→ **What is required**: Nothing in the data may be altered, so output all of it exactly.

(Exercise input Opens)

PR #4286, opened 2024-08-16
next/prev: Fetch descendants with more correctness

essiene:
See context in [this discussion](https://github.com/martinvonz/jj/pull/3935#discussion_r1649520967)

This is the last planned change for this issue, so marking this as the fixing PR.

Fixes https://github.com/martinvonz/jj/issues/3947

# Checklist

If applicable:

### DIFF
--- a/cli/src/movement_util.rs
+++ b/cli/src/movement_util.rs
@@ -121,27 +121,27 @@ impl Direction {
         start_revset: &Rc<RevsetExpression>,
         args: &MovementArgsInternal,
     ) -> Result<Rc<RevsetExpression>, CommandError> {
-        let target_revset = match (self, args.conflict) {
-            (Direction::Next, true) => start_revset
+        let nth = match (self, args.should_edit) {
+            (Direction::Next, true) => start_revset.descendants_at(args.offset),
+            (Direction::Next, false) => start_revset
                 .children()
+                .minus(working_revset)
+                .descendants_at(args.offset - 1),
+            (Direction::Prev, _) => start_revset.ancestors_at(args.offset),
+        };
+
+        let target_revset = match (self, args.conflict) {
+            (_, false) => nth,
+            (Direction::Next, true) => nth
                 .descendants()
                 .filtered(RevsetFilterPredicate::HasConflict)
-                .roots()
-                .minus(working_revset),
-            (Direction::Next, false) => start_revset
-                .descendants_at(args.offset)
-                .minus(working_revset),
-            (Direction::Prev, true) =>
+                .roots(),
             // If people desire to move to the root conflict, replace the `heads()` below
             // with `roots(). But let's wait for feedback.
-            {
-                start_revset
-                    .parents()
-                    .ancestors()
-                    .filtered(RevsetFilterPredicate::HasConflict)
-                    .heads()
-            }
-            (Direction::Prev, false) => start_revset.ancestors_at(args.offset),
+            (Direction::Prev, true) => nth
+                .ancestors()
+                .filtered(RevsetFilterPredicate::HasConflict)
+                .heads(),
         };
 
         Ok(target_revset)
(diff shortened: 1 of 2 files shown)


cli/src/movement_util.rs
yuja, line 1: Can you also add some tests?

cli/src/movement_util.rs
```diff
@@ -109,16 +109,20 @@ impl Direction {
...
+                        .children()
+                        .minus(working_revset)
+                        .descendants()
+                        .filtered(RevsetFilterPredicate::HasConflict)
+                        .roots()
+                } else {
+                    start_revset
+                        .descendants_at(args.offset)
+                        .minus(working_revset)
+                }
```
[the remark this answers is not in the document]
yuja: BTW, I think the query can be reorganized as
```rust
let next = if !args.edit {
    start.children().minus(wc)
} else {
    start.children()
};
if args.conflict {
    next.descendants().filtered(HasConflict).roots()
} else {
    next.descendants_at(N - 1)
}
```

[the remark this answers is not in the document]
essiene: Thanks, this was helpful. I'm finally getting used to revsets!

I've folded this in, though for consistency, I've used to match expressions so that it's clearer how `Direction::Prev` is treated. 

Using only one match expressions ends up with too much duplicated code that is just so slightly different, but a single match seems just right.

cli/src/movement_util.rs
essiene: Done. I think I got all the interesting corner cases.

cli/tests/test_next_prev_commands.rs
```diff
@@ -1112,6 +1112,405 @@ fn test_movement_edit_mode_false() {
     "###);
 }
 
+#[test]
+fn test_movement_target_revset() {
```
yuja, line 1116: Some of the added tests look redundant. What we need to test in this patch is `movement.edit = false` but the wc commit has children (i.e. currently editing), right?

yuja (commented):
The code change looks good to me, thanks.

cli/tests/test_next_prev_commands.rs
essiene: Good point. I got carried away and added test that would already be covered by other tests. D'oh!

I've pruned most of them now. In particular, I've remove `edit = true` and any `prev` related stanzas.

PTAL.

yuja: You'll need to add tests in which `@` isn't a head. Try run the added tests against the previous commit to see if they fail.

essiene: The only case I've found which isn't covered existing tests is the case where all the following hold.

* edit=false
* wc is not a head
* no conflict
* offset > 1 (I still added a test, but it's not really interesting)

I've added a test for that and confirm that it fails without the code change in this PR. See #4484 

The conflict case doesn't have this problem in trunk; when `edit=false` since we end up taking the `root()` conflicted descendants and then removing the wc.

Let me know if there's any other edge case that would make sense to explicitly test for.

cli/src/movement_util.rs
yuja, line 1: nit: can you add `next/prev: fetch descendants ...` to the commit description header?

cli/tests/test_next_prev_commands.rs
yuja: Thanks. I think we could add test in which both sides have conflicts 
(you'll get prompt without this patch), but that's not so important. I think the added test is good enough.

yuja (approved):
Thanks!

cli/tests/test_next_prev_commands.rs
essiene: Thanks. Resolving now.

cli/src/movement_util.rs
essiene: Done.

(Exercise input Closes)

→ **Exercise answer**:
PR #4286, opened 2024-08-16
next/prev: Fetch descendants with more correctness

essiene:
See context in [this discussion](https://github.com/martinvonz/jj/pull/3935#discussion_r1649520967)

This is the last planned change for this issue, so marking this as the fixing PR.

Fixes https://github.com/martinvonz/jj/issues/3947

# Checklist

If applicable:

### DIFF
--- a/cli/src/movement_util.rs
+++ b/cli/src/movement_util.rs
@@ -121,27 +121,27 @@ impl Direction {
         start_revset: &Rc<RevsetExpression>,
         args: &MovementArgsInternal,
     ) -> Result<Rc<RevsetExpression>, CommandError> {
-        let target_revset = match (self, args.conflict) {
-            (Direction::Next, true) => start_revset
+        let nth = match (self, args.should_edit) {
+            (Direction::Next, true) => start_revset.descendants_at(args.offset),
+            (Direction::Next, false) => start_revset
                 .children()
+                .minus(working_revset)
+                .descendants_at(args.offset - 1),
+            (Direction::Prev, _) => start_revset.ancestors_at(args.offset),
+        };
+
+        let target_revset = match (self, args.conflict) {
+            (_, false) => nth,
+            (Direction::Next, true) => nth
                 .descendants()
                 .filtered(RevsetFilterPredicate::HasConflict)
-                .roots()
-                .minus(working_revset),
-            (Direction::Next, false) => start_revset
-                .descendants_at(args.offset)
-                .minus(working_revset),
-            (Direction::Prev, true) =>
+                .roots(),
             // If people desire to move to the root conflict, replace the `heads()` below
             // with `roots(). But let's wait for feedback.
-            {
-                start_revset
-                    .parents()
-                    .ancestors()
-                    .filtered(RevsetFilterPredicate::HasConflict)
-                    .heads()
-            }
-            (Direction::Prev, false) => start_revset.ancestors_at(args.offset),
+            (Direction::Prev, true) => nth
+                .ancestors()
+                .filtered(RevsetFilterPredicate::HasConflict)
+                .heads(),
         };
 
         Ok(target_revset)
(diff shortened: 1 of 2 files shown)


cli/src/movement_util.rs
yuja, line 1: Can you also add some tests?

cli/src/movement_util.rs
```diff
@@ -109,16 +109,20 @@ impl Direction {
...
+                        .children()
+                        .minus(working_revset)
+                        .descendants()
+                        .filtered(RevsetFilterPredicate::HasConflict)
+                        .roots()
+                } else {
+                    start_revset
+                        .descendants_at(args.offset)
+                        .minus(working_revset)
+                }
```
[the remark this answers is not in the document]
yuja: BTW, I think the query can be reorganized as
```rust
let next = if !args.edit {
    start.children().minus(wc)
} else {
    start.children()
};
if args.conflict {
    next.descendants().filtered(HasConflict).roots()
} else {
    next.descendants_at(N - 1)
}
```

[the remark this answers is not in the document]
essiene: Thanks, this was helpful. I'm finally getting used to revsets!

I've folded this in, though for consistency, I've used to match expressions so that it's clearer how `Direction::Prev` is treated. 

Using only one match expressions ends up with too much duplicated code that is just so slightly different, but a single match seems just right.

cli/src/movement_util.rs
essiene: Done. I think I got all the interesting corner cases.

cli/tests/test_next_prev_commands.rs
```diff
@@ -1112,6 +1112,405 @@ fn test_movement_edit_mode_false() {
     "###);
 }
 
+#[test]
+fn test_movement_target_revset() {
```
yuja, line 1116: Some of the added tests look redundant. What we need to test in this patch is `movement.edit = false` but the wc commit has children (i.e. currently editing), right?

yuja (commented):
The code change looks good to me, thanks.

cli/tests/test_next_prev_commands.rs
essiene: Good point. I got carried away and added test that would already be covered by other tests. D'oh!

I've pruned most of them now. In particular, I've remove `edit = true` and any `prev` related stanzas.

PTAL.

yuja: You'll need to add tests in which `@` isn't a head. Try run the added tests against the previous commit to see if they fail.

essiene: The only case I've found which isn't covered existing tests is the case where all the following hold.

* edit=false
* wc is not a head
* no conflict
* offset > 1 (I still added a test, but it's not really interesting)

I've added a test for that and confirm that it fails without the code change in this PR. See #4484 

The conflict case doesn't have this problem in trunk; when `edit=false` since we end up taking the `root()` conflicted descendants and then removing the wc.

Let me know if there's any other edge case that would make sense to explicitly test for.

cli/src/movement_util.rs
yuja, line 1: nit: can you add `next/prev: fetch descendants ...` to the commit description header?

cli/tests/test_next_prev_commands.rs
yuja: Thanks. I think we could add test in which both sides have conflicts 
(you'll get prompt without this patch), but that's not so important. I think the added test is good enough.

yuja (approved):
Thanks!

cli/tests/test_next_prev_commands.rs
essiene: Thanks. Resolving now.

cli/src/movement_util.rs
essiene: Done.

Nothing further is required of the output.